Investors were also nervous ahead of this week’s meeting of Federal Reserve officials, who will reveal their “dot plot,” or summary of economic projections that will indicate how many voting members are considering a rate hike — and how soon.
The market is also anxious that Federal Reserve Chairman Jerome Powell will signal a timeframe for withdrawing the central bank’s “easy money” policy, a series of emergency measures that have supported the economy since the start of the Covid-19 pandemic. In his post-meeting press conference on Wednesday afternoon, Powell is expected to point to a rising inflation index, improvement in the unemployment landscape, and recent positive manufacturing metrics as evidence of a growing economy.

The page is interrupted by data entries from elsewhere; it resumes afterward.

PR #973, opened 2026-03-12
feat(models): remap supports keyword arguments + additional remaps: atanh, asinh, power, affine, displace_boundary_atoms

elkir:
## Description
This allows remap processors to pass parameters from the config to the transform functions/converters. Several remap converters are implemented: renormalised atanh, asinh, pure power transform, affine transform and a special transform that shifts boundary atomic values  away from the fixed bounds for easier modelling

#### `method_kwargs`
Many transforms are a family of functions with input parameters; this change allows us to specify these parameters from the config.

#### Extra transforms
For variables such as tcc, there is a lot of exact atomic mass at 0 and 1, with only a fraction of the values being in between, often clumped to the endpoints. This can be solved by an atanh transform distributing the values equally through the interval, together with the dispalce_boundary_atoms: shifting the boundaries away and then clamping them back to the boundary.

Similarly, for tp, this is usually highly skewed with a lot of mass at exactly 0. A power transform, together with a left boundary atom shift, obtains a region for modelling dry conditions and a reasonably Gaussian wet distribution.

See examples in [Preprocessing — Anemoi Models 0.0.0.post58 documentation](https://anemoi--973.org.readthedocs.build/projects/models/en/973/modules/preprocessing.html)

##  Additional notes ##
- This also cleans up old unused mappings from the deprecated multimapper, which are no longer useful

----
📚 Documentation preview 📚: https://anemoi-models--973.org.readthedocs.build/en/973/

----
📚 Documentation preview 📚: https://anemoi-training--973.org.readthedocs.build/en/973/

----
📚 Documentation preview 📚: https://anemoi-graphs--973.org.readthedocs.build/en/973/

### DIFF
--- a/.pre-commit-config.yaml
+++ b/.pre-commit-config.yaml
@@ -27,7 +27,7 @@ repos:
   - id: python-check-blanket-noqa # Check for # noqa: all
   - id: python-no-log-warn # Check for log.warn
 - repo: https://github.com/psf/black-pre-commit-mirror
-  rev: 26.1.0
+  rev: 26.3.1
   hooks:
   - id: black
     args: [--line-length=120]
@@ -41,7 +41,7 @@ repos:
     - --profile black
     - --project anemoi
 - repo: https://github.com/astral-sh/ruff-pre-commit
-  rev: v0.15.4
+  rev: v0.15.9
   hooks:
   - id: ruff
     args:
@@ -59,12 +59,12 @@ repos:
   - id: docconvert
     args: ["numpy"]
 - repo: https://github.com/tox-dev/pyproject-fmt
-  rev: "v2.16.2"
+  rev: "v2.21.0"
   hooks:
   - id: pyproject-fmt
     args: ["--max-supported-python", "3.12"]
 - repo: https://github.com/jshwi/docsig # Check docstrings against function sig
-  rev: v0.79.0
+  rev: v0.82.2
   hooks:
   - id: docsig
     args:
--- a/graphs/pyproject.toml
+++ b/graphs/pyproject.toml
@@ -6,7 +6,6 @@
 # In applying this licence, ECMWF does not waive the privileges and immunities
 # granted to it by virtue of its status as an intergovernmental organisation
 # nor does it submit to any jurisdiction.
-
 [build-system]
 requires = [ "setuptools>=60", "setuptools-scm>=8" ]
 
--- a/models/pyproject.toml
+++ b/models/pyproject.toml
@@ -6,7 +6,6 @@
 # In applying this licence, ECMWF does not waive the privileges and immunities
 # granted to it by virtue of its status as an intergovernmental organisation
 # nor does it submit to any jurisdiction.
-
 [build-system]
 build-backend = "setuptools.build_meta"
 requires = [ "setuptools>=61", "setuptools-scm>=8" ]
--- a/training/pyproject.toml
+++ b/training/pyproject.toml
@@ -6,7 +6,6 @@
 # In applying this licence, ECMWF does not waive the privileges and immunities
 # granted to it by virtue of its status as an intergovernmental organisation
 # nor does it submit to any jurisdiction.
-
 [build-system]
 requires = [ "setuptools>=60", "setuptools-scm>=8" ]
 
@@ -206,5 +205,5 @@ lint.ignore = [
   "TD003",
   "UP007",
 ]
-lint.flake8-import-conventions.extend-aliases."pytorch_lightning" = "pl"
+lint.flake8-import-conventions.extend-aliases.pytorch_lightning = "pl"
 lint.pydocstyle.convention = "numpy"


models/docs/modules/preprocessing.rst
```diff
@@ -25,6 +25,120 @@ the following classes:
    :no-undoc-members:
    :show-inheritance:
 
+**********
+Remapper
+**********
+
+The remapper module is used to do online transformations of the data using a set of predefined transforms and their inverses. This process is crucial for variables with pathological distributions, such as variables with a sharp peaks, long tails or other non-Gaussian shapes. It is especially important for diffusion models where the data distribution interacts with the noise distribution.
```
sahahner:
```suggestion
The remapper module is used to do in-place transformations of the data using a set of predefined transforms and their inverses. This process is crucial for variables with pathological distributions, such as variables with sharp peaks, long tails or other non-Gaussian shapes. It is especially important for diffusion models where the data distribution interacts with the noise distribution.
```

models/docs/modules/preprocessing.rst
```diff
@@ -25,6 +25,120 @@ the following classes:
...
+
+Example configuration:
+
+.. code:: yaml
+
+   data:
+      processors:
+         normalizer:
+           _target_: anemoi.models.preprocessing.multi_dataset_normalizer.TopNormalizer
+           _convert_: all
```
sahahner: Is the `_convert_: all` option necessary?

models/docs/modules/preprocessing.rst
```diff
@@ -25,6 +25,120 @@ the following classes:
...
+   Atanh remapper transform function examples.
+
+Example configuration:
+
+.. code:: yaml
+
+   data:
+      processors:
+         normalizer:
+           _target_: anemoi.models.preprocessing.multi_dataset_normalizer.TopNormalizer
```
sahahner: I don't think we have a `multi_dataset_normalizer` in anemoi-models at the moment?

models/src/anemoi/models/preprocessing/mappings.py
```diff
@@ -15,55 +17,224 @@ def noop(x):
...
+            ).all(), (
+                "input x must me greater or equal to 0, or use with clip_negative=True to clip negative values to 0"
+            )
+
+    # Apply transformation
     if lambd == 0:
-        return torch.log(x)
-    return (torch.pow(x, lambd) - 1) / lambd
+        return torch.log_(x)
+    return x.pow_(lambd).sub_(1.0).div_(lambd)
```
OpheliaMiralles, line 115: What is the difference between torch log_ and log?

elkir: All the underscore-terminated functions (`log_`,...) operate in-place on the tensor that was given, keeping fixed memory.

models/docs/modules/preprocessing.rst
sahahner: I have unresolved this conversation. Is the `_convert_: all` option necessary? We are not using this option for the other preprocessors, so I wold like to understand why/if it is necessary here.

As far as I understand not using `_convert_: all` is the recommended default.

models/docs/modules/preprocessing.rst
sahahner: There is no multi_dataset_normalizer.TopNormalizer in anemoi

models/docs/modules/preprocessing.rst
```diff
@@ -25,6 +25,120 @@ the following classes:
...
+           _convert_: all
+           config:
+             default: "mean-std"
+             max: ["tp","tcc"]
+         remapper1:
+           _target_: anemoi.models.preprocessing.remapper.Remapper
+           _convert_: all
```
sahahner: Is the _convert_: all option necessary for the new remapper configuration? 

We should avoid using _convert_: all because it strips away Hydra/OmegaConf features (like interpolation, type safety, and structured configs) and turns everything into plain Python objects. This makes configs less expressive and can hide bugs that Hydra would otherwise catch.

elkir: Sorry for resolving this comment prematurely. I thought I erased the `__convert__` option when resolving it, but it got lost in the commits somewhere.

The `__convert__` was inherited from a config we were working on, and after checking the documentation, it is indeed not necessary, especially in this form, where we're not storing the normalizer and other configs elsewhere but directly in the list of preprocessors.



Just out of curiosity: was it ever needed for split configs (where we're storing things in separate entries and referring to them through omegaconf), such as the one below, before? Or is this truly coming from some very outdated anemoi code?
```
data:
  normalizer:
    default: "mean-std"
    max: [tp]
  remapper:
    default: "none"
    boxcox-rescaled: [tp]
    method_kwargs: 
      boxcox-rescaled:
        lambd: 0.05
        symmetrical_bound: 1.0
  processors:
    normalizer:
      _target_: anemoi.models.preprocessing.multi_dataset_normalizer.TopNormalizer
      _convert_: all
      config: ${data.normalizer}
    remapper:
      _target_: anemoi.models.preprocessing.ds_remapper.TopRemapper
      _convert_: all
      config: ${data.remapper}
```

models/docs/modules/preprocessing.rst
elkir: I agree, see other comment. Hopefully, the current version has corrections to these now?

models/docs/modules/preprocessing.rst
elkir: roselved in another comment

models/docs/modules/preprocessing.rst
sahahner: Thank you for updating that. I define my processors configurations also in separate entries in the config files and do not use the convert entry.

models/src/anemoi/models/preprocessing/mappings.py
```diff
@@ -15,55 +17,224 @@ def noop(x):
...
+            "Power transform input x must satisfy x >= 0, or use with clip_negative=True to clip negative values to 0."
+        )
+    if tangent_linear_above_one:
+        lin_branch = x.clone().mul_(lambd).add_(1.0 - lambd)
+        pow_branch = x.pow_(lambd)
+        return torch.where(x > 1.0, lin_branch, pow_branch)
+    return x.pow_(lambd)
+
+
+def inverse_power_transform(x, lambd=0.33, tangent_linear_above_one=False):
```
Lun4m, line 158: This is a mirror of the comment I left on another PR since they have the same issue.

You are missing the `clip_negative` argument here.

It seems like in the way this is implemented you need the same arguments for both forward and backward transforms, but I think it'd make more sense to have a class for each mapper with forward and backward methods so you can "share" the arguments more explicitly?

This can always be left for a future refactor though.

sahahner: Thank you for raising this. I think we can indeed focus on that in another PR, maybe even the one that you mention :)

Lun4m: Unfortunately that PR is not targeting `main`, so I guess I'll open an issue when this one lands, if my suggestion makes sense

sahahner: okay, feel free to do that. that sounds good :)

Lun4m: The `clip_negative` argument is still missing though, so maybe let's wait for that before resolving? The training would outright crash without it, if you have it set in your config

Lun4m: @sahahner I'm sorry if my first comment was not super clear on the fact there was a bug, but it got merged in :melting_face:

sahahner: Hi, I saw that comment too late. Sorry about that. Could you please open an issue and tag @elkir as well? This should be a small change.

elkir: This has been resolved here https://github.com/ecmwf/anemoi-core/pull/1031

Apparently, some OpenClaw agent found this little bug

PR #975, opened 2026-03-16
fix(graphs,aicon): icon mesh vertex mask

fprill:
## Description

Bug-fix: Fixes cell-to-vertex indexing during coarsening of ICON meshes.

In the AICON encoder, edges are constructed between cell circumcenters (representing data points) and the three vertices of the enclosing hidden mesh triangle. However, a critical bug was introduced during recent refactorings of `icon_mesh.py`: Invalid edges were generated and edge shard partitions became empty due to incorrect indexing.

none (bug-fix)


JPXKQX (approved):
It looks good to me! Thanks Florian!

anaprietonem:
Hello @fprill @MeraX is this good to be merged? or are you looking to add/check anything else?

Meanwhile, brinkmanship in Washington, D.C., over raising the debt limit, is fraying nerves and contributing to the selloff. In a weekend opinion piece in the Wall Street Journal, Treasury Secretary Janet Yellen warned that failing to raise the debt limit “would produce widespread economic catastrophe. In a matter of days, millions of Americans could be strapped for cash. We could see indefinite delays in critical payments. Nearly 50 million seniors could stop receiving Social Security checks for a time. Troops could go unpaid. Millions of families who rely on the monthly child tax credit could see delays.”
Bitcoin, crude oil and shares of companies such as Boeing, JPMorgan Chase and General Motors all slid on Monday, while the Cboe volatility index, or “fear gauge,” soared to its highest reading since May.
Strategists at Morgan Stanley warned of downside risks and a “rolling correction” in the S&P 500.